Presented By O'Reilly and Cloudera
Make Data Work
22–23 May 2017: Training
23–25 May 2017: Tutorials & Conference
London, UK

AI within O'Reilly Media

Paco Nathan (derwen.ai)
16:3517:15 Thursday, 25 May 2017
Data science and advanced analytics
Location: Hall S21/23 (A)
Level: Beginner
Average rating: ****.
(4.50, 2 ratings)

Who is this presentation for?

  • Business leaders and developers, especially in the media vertical—in particular L&D leaders

Prerequisite knowledge

  • Basic familiarity with use cases for machine learning—especially natural language processing

What you'll learn

  • Explore examples of how a media company leverages AI, particularly for enterprise training and learning use cases
  • Understand common issues in media, training, and search

Description

Paco Nathan explains how O’Reilly Media employs AI, from the obvious (chatbots, case studies about other firms) to the less so (using AI to show the structure of content in detail, enhance search and recommendations, and guide editors for gap analysis, assessment, pathing, etc.). Approaches include vector embedding search, summarization, TDA for content gap analysis, and speech-to-text to index video.

AI efforts within O’Reilly Media began in late 2016, starting with improved search analytics and indexing before being combined with full-text NLP analytics of books and video transcripts, then topic modeling for accepted conference proposals. On the one hand, these techniques help augment the capabilities of editors (e.g., offering inferred themes/mappings for the content which they curated). On the other hand, O’Reilly inserts a human in the loop into what the text analytics based on ML automation produces.

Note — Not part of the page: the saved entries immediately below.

PR #371, opened 2025-10-28
feat: add receiver queue size configuration to consumer

### LINKED ISSUE #365: Missing configurable receiver_queue_size option for consumer
Other clients have a receiverQueueSize option, e.g. [C++](https://pulsar.apache.org/api/cpp/3.7.x/classpulsar_1_1_consumer_configuration.html#a265d2cd1e9d1d329eff9b98346f245c2). 

As far as I can tell, there is no analog to that in this client. This seems to be the mpsc channel used in `consumer/topic.rs` on line 106 that is hardcoded to 1000. Are there any plans on implementing this? What would complete support entail? 

This can have significant impact on shared topics with multiple subscribers.

crossoverJie:
fix https://github.com/streamnative/pulsar-rs/issues/365

Add support for configuring the receiver queue size for consumers. It introduces a new `receiver_queue_size` option to the consumer builder and configuration, exposes it via the public API, and includes tests to verify the new functionality.

### DIFF
--- a/src/consumer/config.rs
+++ b/src/consumer/config.rs
@@ -22,8 +22,6 @@ pub struct ConsumerConfig {
     pub(crate) consumer_name: Option<String>,
     /// numerical id of the consumer
     pub(crate) consumer_id: Option<u64>,
-    /// size of the receiver queue
-    pub(crate) receiver_queue_size: Option<u32>,
     /// time after which unacked messages will be sent again
     pub(crate) unacked_message_redelivery_delay: Option<Duration>,
     /// consumer options
--- a/src/consumer/config.rs
+++ b/src/consumer/config.rs
@@ -22,6 +22,8 @@ pub struct ConsumerConfig {
     pub(crate) consumer_name: Option<String>,
     /// numerical id of the consumer
     pub(crate) consumer_id: Option<u64>,
+    /// size of the receiver queue
+    pub(crate) receiver_queue_size: Option<u32>,
     /// time after which unacked messages will be sent again
     pub(crate) unacked_message_redelivery_delay: Option<Duration>,
     /// consumer options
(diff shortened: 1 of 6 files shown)


crossoverJie:
@BewareMyPower PTAL

src/consumer/config.rs
```diff
@@ -22,6 +22,8 @@ pub struct ConsumerConfig {
     pub(crate) consumer_name: Option<String>,
     /// numerical id of the consumer
     pub(crate) consumer_id: Option<u64>,
+    /// size of the receiver queue
+    pub(crate) receiver_queue_size: Option<u32>,
```
BewareMyPower: This field should be added to `ConsumerOptions`, then we don't need to add a new `receiver_queue_size` method

src/consumer/topic.rs
```diff
@@ -103,7 +104,8 @@ impl<T: DeserializeMessage, Exe: Executor> TopicConsumer<T, Exe> {
                 return Err(Error::Executor);
             }
         }
-        let (tx, rx) = mpsc::channel(1000);
+        let receiver_queue_size = receiver_queue_size.unwrap_or(1000);
```
BewareMyPower: What if the receiver queue size is 0? Will the behavior be correct?

crossoverJie: Since `zero_queue_consumer` is not currently implemented, when `receiver_queue_size` is set to 0, it will default to an initial value of 1000.

src/consumer/config.rs
crossoverJie: Done

src/consumer/options.rs
```diff
@@ -76,4 +78,10 @@ impl ConsumerOptions {
         self.initial_position = initial_position;
         self
     }
+
+    #[cfg_attr(feature = "telemetry", tracing::instrument(skip_all))]
+    pub fn with_receiver_queue_size(mut self, size: u32) -> Self {
+        self.receiver_queue_size = Some(if size == 0 { 1000 } else { size });
```
BewareMyPower, line 85: Could you add a test for `size == 0` case as well as a TODO for handling this case? It would also be better opening an issue

crossoverJie: Done

BewareMyPower (approved):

The foundation of this work produces an ontology that describes the semantics of most audience interactions with O’Reilly Media, as well as vendor-sponsor relations. One of the important lessons O’Reilly learned was the value and priority of maintaining integrity between the human-scale ontology graph and the large semantic similarity graph produced by ML automation. (Crucial use cases operate on the former.)

Some of these experiences at O’Reilly are relatively unique, since its content is from a number of different publishers (all on Safari) across a broad range of disciplines and content types, served to thousands of enterprise organizations and B2C customers. Overall, this work reflects recent major changes in industry, away from “reference” content, with much more emphasis placed on training (less about topics and keywords, more about job roles and skills). Looking ahead, there are opportunities for L&D buyers to leverage ontologies when evaluating training vendors, which would require an independent, cross-vendor body to manage a constrained vocabulary.

Photo of Paco Nathan

Paco Nathan

derwen.ai

Paco Nathan is known as a “player/coach” with core expertise in data science, natural language processing, machine learning, and cloud computing. He has 35+ years of experience in the tech industry, at companies ranging from Bell Labs to early-stage startups. His recent roles include director of the Learning Group at O’Reilly and director of community evangelism at Databricks and Apache Spark. Paco is the cochair of Rev conference and an advisor for Amplify Partners, Deep Learning Analytics, Recognai, and Primer. He was named one of the "top 30 people in big data and analytics" in 2015 by Innovation Enterprise.